***** MATERIAL FOR THE TASK

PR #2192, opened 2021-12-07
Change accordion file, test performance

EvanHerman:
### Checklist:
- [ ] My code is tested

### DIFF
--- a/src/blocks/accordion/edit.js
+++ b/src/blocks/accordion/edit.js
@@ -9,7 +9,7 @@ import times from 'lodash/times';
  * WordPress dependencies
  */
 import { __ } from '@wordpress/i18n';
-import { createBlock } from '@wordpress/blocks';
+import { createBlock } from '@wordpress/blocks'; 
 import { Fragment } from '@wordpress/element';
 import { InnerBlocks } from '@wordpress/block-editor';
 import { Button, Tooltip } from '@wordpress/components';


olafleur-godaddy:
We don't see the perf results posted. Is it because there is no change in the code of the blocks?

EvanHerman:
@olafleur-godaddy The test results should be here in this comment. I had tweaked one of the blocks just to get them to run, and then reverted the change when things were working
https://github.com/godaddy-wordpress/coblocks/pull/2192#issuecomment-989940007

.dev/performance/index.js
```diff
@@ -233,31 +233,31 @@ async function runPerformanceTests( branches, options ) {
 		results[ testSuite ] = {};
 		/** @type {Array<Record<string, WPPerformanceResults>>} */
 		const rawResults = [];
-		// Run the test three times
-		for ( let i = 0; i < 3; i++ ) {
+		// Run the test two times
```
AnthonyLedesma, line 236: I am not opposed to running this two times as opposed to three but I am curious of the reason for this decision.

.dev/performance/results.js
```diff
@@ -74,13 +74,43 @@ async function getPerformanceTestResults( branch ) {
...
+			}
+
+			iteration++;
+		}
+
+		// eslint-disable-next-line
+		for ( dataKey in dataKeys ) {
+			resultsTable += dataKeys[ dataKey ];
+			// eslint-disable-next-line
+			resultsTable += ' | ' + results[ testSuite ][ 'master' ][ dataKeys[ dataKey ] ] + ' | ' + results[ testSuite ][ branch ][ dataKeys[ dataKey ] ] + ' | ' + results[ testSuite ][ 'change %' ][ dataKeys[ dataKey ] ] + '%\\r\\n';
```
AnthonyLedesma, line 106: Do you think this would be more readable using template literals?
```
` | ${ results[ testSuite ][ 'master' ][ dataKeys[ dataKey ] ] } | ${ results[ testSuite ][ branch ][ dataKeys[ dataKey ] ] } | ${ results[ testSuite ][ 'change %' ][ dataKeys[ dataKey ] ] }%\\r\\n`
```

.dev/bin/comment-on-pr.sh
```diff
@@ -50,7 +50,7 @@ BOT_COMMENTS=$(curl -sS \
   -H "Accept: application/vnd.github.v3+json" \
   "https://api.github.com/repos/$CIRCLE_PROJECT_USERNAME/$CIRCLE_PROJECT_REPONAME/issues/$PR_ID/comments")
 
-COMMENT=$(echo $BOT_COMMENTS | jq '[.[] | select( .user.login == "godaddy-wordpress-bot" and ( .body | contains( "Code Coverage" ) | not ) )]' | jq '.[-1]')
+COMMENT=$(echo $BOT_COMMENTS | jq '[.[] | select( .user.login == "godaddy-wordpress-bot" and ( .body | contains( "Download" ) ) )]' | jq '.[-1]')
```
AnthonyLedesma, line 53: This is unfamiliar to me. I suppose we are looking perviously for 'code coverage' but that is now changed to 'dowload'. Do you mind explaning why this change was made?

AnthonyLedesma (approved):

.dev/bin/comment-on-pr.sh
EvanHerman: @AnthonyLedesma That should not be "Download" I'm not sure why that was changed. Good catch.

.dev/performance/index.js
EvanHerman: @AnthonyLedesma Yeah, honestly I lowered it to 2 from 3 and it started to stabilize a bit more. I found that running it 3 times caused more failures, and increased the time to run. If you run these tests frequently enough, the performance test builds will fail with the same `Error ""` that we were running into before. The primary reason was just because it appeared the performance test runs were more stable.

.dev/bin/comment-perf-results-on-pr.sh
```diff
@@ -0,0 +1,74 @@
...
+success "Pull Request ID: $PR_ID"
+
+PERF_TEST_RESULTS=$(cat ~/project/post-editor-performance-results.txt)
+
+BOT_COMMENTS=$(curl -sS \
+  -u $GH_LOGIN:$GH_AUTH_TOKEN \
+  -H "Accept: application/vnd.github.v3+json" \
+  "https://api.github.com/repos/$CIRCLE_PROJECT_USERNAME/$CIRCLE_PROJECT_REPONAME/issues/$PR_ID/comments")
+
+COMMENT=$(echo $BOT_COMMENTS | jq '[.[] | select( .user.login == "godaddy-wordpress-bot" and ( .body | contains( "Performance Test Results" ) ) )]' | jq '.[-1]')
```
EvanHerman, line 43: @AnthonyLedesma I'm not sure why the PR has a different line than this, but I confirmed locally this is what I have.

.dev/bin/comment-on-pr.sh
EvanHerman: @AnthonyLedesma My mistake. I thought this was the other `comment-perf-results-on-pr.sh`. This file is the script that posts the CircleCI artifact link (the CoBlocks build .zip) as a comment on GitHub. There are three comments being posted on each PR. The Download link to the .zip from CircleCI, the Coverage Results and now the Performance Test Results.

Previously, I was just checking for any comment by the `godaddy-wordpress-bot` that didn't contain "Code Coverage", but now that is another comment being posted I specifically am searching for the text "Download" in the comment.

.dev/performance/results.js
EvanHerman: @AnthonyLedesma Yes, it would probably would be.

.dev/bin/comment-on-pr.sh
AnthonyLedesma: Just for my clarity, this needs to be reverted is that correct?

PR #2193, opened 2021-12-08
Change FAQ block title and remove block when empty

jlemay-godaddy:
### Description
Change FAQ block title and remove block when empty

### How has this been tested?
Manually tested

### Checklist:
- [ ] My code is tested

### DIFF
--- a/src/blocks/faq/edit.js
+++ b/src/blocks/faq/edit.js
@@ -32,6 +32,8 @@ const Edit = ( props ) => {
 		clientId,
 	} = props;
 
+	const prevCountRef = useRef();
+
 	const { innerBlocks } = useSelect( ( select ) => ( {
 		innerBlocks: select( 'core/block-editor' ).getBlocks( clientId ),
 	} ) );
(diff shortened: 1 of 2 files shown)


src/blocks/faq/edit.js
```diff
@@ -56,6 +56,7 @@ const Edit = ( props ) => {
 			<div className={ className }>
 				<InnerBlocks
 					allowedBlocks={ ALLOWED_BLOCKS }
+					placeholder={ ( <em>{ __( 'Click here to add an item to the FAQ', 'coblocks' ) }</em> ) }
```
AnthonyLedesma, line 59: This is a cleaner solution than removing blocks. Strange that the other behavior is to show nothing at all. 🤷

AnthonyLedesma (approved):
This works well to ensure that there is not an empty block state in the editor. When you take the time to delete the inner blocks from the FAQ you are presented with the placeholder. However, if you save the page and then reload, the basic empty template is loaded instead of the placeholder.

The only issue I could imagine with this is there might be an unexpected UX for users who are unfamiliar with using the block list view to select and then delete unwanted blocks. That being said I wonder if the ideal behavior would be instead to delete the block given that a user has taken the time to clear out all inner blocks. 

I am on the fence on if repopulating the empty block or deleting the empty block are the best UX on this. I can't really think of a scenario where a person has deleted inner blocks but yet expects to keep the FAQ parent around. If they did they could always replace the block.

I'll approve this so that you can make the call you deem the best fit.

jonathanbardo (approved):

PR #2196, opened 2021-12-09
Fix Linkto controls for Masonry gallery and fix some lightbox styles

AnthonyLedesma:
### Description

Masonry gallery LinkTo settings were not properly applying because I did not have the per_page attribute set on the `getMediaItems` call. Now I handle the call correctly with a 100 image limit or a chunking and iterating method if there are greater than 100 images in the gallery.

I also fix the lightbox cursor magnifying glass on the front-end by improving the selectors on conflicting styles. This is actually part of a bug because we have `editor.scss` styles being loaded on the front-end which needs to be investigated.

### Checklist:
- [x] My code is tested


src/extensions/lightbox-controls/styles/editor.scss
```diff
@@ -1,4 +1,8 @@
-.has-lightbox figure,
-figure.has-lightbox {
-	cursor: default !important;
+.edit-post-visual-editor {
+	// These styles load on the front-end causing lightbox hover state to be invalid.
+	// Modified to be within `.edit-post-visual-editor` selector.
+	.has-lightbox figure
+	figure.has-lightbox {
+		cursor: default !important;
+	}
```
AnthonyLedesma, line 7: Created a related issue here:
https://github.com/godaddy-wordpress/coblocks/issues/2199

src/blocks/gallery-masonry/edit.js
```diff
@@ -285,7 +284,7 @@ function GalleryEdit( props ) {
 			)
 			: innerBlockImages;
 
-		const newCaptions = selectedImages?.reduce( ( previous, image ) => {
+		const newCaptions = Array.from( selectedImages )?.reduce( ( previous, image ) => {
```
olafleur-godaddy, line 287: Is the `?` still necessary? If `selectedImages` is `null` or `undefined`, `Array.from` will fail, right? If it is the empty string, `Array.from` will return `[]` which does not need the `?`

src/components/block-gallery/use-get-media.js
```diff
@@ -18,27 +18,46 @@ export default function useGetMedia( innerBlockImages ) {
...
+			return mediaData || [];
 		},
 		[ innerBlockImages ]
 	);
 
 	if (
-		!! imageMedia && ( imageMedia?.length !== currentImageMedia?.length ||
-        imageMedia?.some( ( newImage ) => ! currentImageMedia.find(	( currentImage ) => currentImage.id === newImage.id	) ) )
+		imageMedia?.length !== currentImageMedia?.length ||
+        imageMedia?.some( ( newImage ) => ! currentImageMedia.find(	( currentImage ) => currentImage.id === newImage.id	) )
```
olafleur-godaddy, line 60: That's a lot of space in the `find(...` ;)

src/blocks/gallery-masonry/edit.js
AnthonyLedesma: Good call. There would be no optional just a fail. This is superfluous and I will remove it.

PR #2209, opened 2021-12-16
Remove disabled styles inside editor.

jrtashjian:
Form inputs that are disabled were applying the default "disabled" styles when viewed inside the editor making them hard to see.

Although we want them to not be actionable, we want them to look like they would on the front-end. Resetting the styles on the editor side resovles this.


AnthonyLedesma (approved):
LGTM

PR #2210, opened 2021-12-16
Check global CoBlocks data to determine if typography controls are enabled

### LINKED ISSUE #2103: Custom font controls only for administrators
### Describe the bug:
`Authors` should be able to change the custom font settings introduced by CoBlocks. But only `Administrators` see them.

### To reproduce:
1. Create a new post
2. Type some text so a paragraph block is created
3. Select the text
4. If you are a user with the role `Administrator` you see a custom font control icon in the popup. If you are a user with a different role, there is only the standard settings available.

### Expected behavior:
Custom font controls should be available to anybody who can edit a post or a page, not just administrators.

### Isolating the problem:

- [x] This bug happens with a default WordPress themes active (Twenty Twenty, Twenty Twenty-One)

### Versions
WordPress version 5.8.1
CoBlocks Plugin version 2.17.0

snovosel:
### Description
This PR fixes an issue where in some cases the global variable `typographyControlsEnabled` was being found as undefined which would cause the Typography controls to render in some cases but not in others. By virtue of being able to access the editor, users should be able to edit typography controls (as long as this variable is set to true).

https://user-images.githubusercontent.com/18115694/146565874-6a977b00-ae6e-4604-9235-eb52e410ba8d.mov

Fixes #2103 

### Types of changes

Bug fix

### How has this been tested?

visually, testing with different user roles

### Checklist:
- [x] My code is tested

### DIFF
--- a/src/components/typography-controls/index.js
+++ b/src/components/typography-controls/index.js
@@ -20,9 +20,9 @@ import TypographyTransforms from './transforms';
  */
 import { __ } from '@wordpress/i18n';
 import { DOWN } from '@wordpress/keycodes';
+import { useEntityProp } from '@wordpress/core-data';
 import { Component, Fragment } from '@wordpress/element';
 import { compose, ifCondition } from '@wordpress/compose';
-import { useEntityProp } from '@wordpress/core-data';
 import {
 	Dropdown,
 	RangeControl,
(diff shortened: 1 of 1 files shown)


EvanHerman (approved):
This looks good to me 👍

**********

== EXERCISE BRIEF ==
The expected answer is only a number: the count of lines in this listing that contain the string "curl".

== YOUR SOLUTION ==
2